The discounts range from 15% to 25%, depending on the restaurant, according to Scudder.
“We’re thrilled to promote and innovate this program,” she said.
In addition to the gallery stroll, other organizations are offering ongoing creative experiences.
• Park City and Summit County libraries are presenting Facebook story times
• Kimball Art Center is hosting virtual art classes
• Mountain Town Music presents live Facebook music events nightly at 7 p.m.
• Park City Film continues its virtual cinema screenings
In addition, the Park City Institute is building a studio for Facebook Live performances and the Park City Summit County Arts Council’s CreatePC, a local artists-in-residents program, has moved to an online platform, Scudder said.
“One of the artists, Emily Quinn Loughlin, hosts a recycled materials art class at noon every Wednesday,” she said.
A couple of weeks ago, the arts council started a community art project, Chalk Your Walk, with the Summit County and Park City Public Art boards, which will run through May, Scudder said.
“We are encouraging anyone to use sidewalk chalk to beautify your neighborhood sidewalks and pathways with images and messages of strength and unity,” she said.
The arts council then asks people to take photos of the sidewalk art and hashtag them with #chalkyourwalksummitcounty, Scudder said.
As of how, the Park City Summit County Arts Council and Kimball Art Center’s Monster Drawing Rally fundraiser that was scheduled for May 15, has been postponed to a date that is yet to be determined, Scudder said.
“We are working to present a virtual event for May 15 that will emulate the rally model,” she said. “We’re still working out the kinks. More information will be released soon.”

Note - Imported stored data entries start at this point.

PR #678, opened 2026-07-21
Add custom_console_agent ACP offering + crash recovery

DROOdotFOO:
## Summary

Adds a second ACP offering, `custom_console_agent`, and the crash-recovery
(durability) layer for the seller stack. The offering sells a validated,
deployment-ready Virtuals Console agent package (soul.md + scheduled tasks for
Hermes or OpenClaw) as a **plain job** (`requiredFunds: false`) — no escrowed
principal, no corridor liquidity. Because its handler is inference-backed and
nondeterministic, the M1 work makes a mid-flight BEAM restart resume rather than
double-submit a different deliverable.

Ported from hand-authored, reviewed-but-never-compiled source; merged carefully
onto `master` (the four touched seller/task files were verified additive
supersets, not wholesale overwrites) and made to compile, pass, and clear the
quality gate.

## What's in it

- **`custom_console_agent` offering** (`Raxol.ACP.Console.*`): spec validation +
  content policy, wallet-funded generation on Virtuals compute, static validation,
  a bench harness that boots the real open-source runtime for evidence, a
  bench-slot capacity gate, artifact storage, and the delivery pipeline.
  `mix acp.register_offering --offering console` emits the marketplace document.
- **Crash-recovery (M1)**: `JobSession.Provider` pins the encoded deliverable +
  keccak in a `Raxol.Payments.Checkpoint` store **before** signing and resumes
  from the pinned bytes on any replay — one deliverable hash per job, ever
  (*exactly-once-effective, at-least-once-attempted*). `Raxol.ACP.Seller.Resync`
  drains `get_active_jobs` on boot/reconnect and re-drives interrupted jobs through
  the Queue's idempotent dispatch; the Queue adopts mid-flight jobs on re-offer and
  posts deliverables out-of-band. `require_checkpoint: true` fails fund-adjacent
  writes closed with no store.
- **Prerequisite type fix** (`raxol_payments`): renames the `Checkpoint` `record`
  type to `entry` (it shadowed a dialyzer built-in). Types only, no runtime change;
  removes a pre-existing compile warning and downstream dialyzer false positives.
- **Config + docs**: `config/console_offering.example.exs`, `RUNBOOK.md`
  (provisioning → funding → registration → live on Base Sepolia), README section.

## Notable fixes made during integration

- Interned `:hermes`/`:openclaw` atoms at compile time (the source relied on
  `String.to_existing_atom/1` and would crash).
- Adapted the tests to the package's harness (the seller `Queue` singleton is
  already started by `test_helper`; a transient-supervisor restart race; a
  fail-closed test that needed an `:open` session for the accept path).
- Preserved existing behaviour: `deliver/2` still returns the handler's own
  deliverable term on the happy path; the on-chain hash is byte-identical.
- Corrected two `@spec`s dialyzer flagged (`Validator.validate/1` closed-map,
  `Delivery.run/2` ctx) and two `list ++ [x]` idioms.

## Manual testing

- [x] `MIX_ENV=test mix test` in `packages/raxol_acp` — **685 passed, 0 failures**
  (+24 new; 661 → 685).
- [x] `packages/raxol_payments` suite — **1062 passed, 0 failures** (checkpoint
  tests included; one conformance file skipped, it needs the external
  `riddler-client` fixture).
- [x] `mix compile --warnings-as-errors` — same warning profile as `master` (my
  changes add zero new warnings).
- [x] `mix format --check-formatted` on all changed files — clean.
- [x] `mix credo --strict` — parity with `master` (no new warnings/readability/
  design issues).
- [x] `mix dialyzer` — 38 → 16 warnings; every warning introduced by this change
  is fixed; the remaining 16 are all pre-existing in untouched files.
- [x] `mix acp.register_offering --offering console` emits a valid marketplace
  doc; `--offering usdc_public` still works (no regression).

## Out of scope

M3 buy-side driver, M4 wallet-funded compute wiring, and the actual funded/network
execution of the Sepolia dry-run (operator-run; the RUNBOOK + example config prep
everything up to that point).

### DIFF
--- a/packages/raxol_acp/README.md
+++ b/packages/raxol_acp/README.md
@@ -53,6 +53,14 @@ See `Raxol.ACP.Supervisor` for the supervision tree. Subsystems:
 
 `handle_request/2` accepts a job only for a corridor it can settle now, so a customer is rejected before escrow rather than after a failed settlement: the live capability matrix, per-order caps (`:destination_caps`), closed origins (`:closed_origins`), and a rolling aggregate reservation (`Raxol.ACP.Xochi.CapacityLedger`, opt-in via `capacity_gate_enabled: true`). `mix raxol_acp.derive_caps` derives the config from the solver's on-chain balances and `Raxol.ACP.Xochi.CapacityRefresher` refreshes it periodically. See `config/destination_caps.example.exs` and `docs/features/ACP.md`.
 
+## Second offering: Custom Console Agent
+
+`Raxol.ACP.Console.AgentOffering` (`custom_console_agent`) sells a validated, deployment-ready Virtuals Console agent package as a **plain job** (`requiredFunds: false`, no escrowed principal, no corridor liquidity). The buyer sends a spec (purpose, runtime, persona, scheduled tasks, skills); the deliverable is a `soul.md` + `tasks.json` (+ `AGENTS.md`, `skills/`) package for **Hermes** or **OpenClaw**, statically validated and -- by default -- bench-validated on the actual open-source runtime with the transcript shipped as evidence. Generation runs on wallet-funded Virtuals compute.
+
+Crash-recovery (M1) is wired end to end: `JobSession.Provider` pins the encoded deliverable + keccak in a `Raxol.Payments.Checkpoint` store **before** signing, and `Raxol.ACP.Seller.Resync` drains `get_active_jobs` on boot/reconnect and re-drives interrupted jobs through the Queue's idempotent dispatch, so a BEAM restart resumes rather than double-submitting (**exactly-once-effective, at-least-once-attempted**). Enable with `require_checkpoint: true` in production.
+
+Config surface: `config/console_offering.example.exs`. Base Sepolia go-live: `RUNBOOK.md`. Emit the marketplace document with `mix acp.register_offering --offering console`.
+
 ## Dependencies
 
 - `raxol_payments` for wallet signing (`Raxol.Payments.EIP712`, `Raxol.Payments.Wallet`) and Xochi cross-chain settlement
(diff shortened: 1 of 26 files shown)


DROOdotFOO:
## Adversarial review (3-persona: Saboteur / New Hire / Security Auditor)

Ran the offering + seller stack through a hostile review. Findings and fixes, all in `d4cf099`:

**CRITICAL — arbitrary-path file write (path traversal).** A skill name became the package key `skills/<name>/SKILL.md`, and `name` (LLM output, steerable by buyer `skills`/`purpose` input) was validated only as a binary. A `..` name escaped the tmp sandbox at `File.write` time; the Validator's `Path.split |> take(-2)` didn't catch it. **Fixed** two layers: the Generator constrains the skill name to `^[a-z0-9][a-z0-9_-]{0,63}$`, and `Delivery.materialize` fails closed on any `..`/absolute key.

**HIGH — bench-slot DoS.** Slot reserved pre-escrow (`handle_request`) but only released at delivery; an unfunded/rejected/expired job held it until the 45-min TTL (default `bench_slots: 1` → one unfunded offer blocks all bench-validated work). **Fixed** with an optional `handle_release/2` offering callback, invoked by the Queue on the expiry and accept-error paths.

**MEDIUM** — (1) Resync now fails closed on a numeric phase instead of mapping `0..6` against an unpinned on-chain enum order; (2) `Port.open` in the bench is contained so a missing wrapper returns a typed error instead of crashing the session; (3) the `{:ets}` checkpoint non-durability caveat is now explicit in the docs.

**Bonus (Saboteur, found while fixing the above):** a nil-price offering made `resolve_accept` call `AssetToken.usdc(nil, _)` and **crash the shared Queue** (DoS for every other offering). Now falls back to a zero budget so `handle_request` still runs.

New tests cover the traversal rejection, the bench-slot release, and the numeric-phase skip.

Verification: **687 passed, 0 failures**; dialyzer unchanged baseline (16, all pre-existing, none in changed files); format + credo at parity.

Verdict moved from **BLOCK** → **CLEAN** for the reviewed surface.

As executive director of the Park City Summit County Arts Council, Scudder has seen how hard the local arts organizations and businesses work to connect the community, with no earned revenue, and she encourages the public to also show support in any way possible.
“They are suffering right now,” she said “While many people are supporting emergency and medical services, which are so important right now, I also would ask that they, if they can, find it in their hearts to support local arts organizations, who are being severely impacted by having to shut down their facilities during the quarantine.”
Donations can be made by visiting pcscarts.org to find links to the creative nonprofits that serve Summit County, Scudder said.
“We would love for these organizations to be there when we come out of this,” she said. “We’re lucky to have dedicated and resourceful nonprofits that keep the arts going.”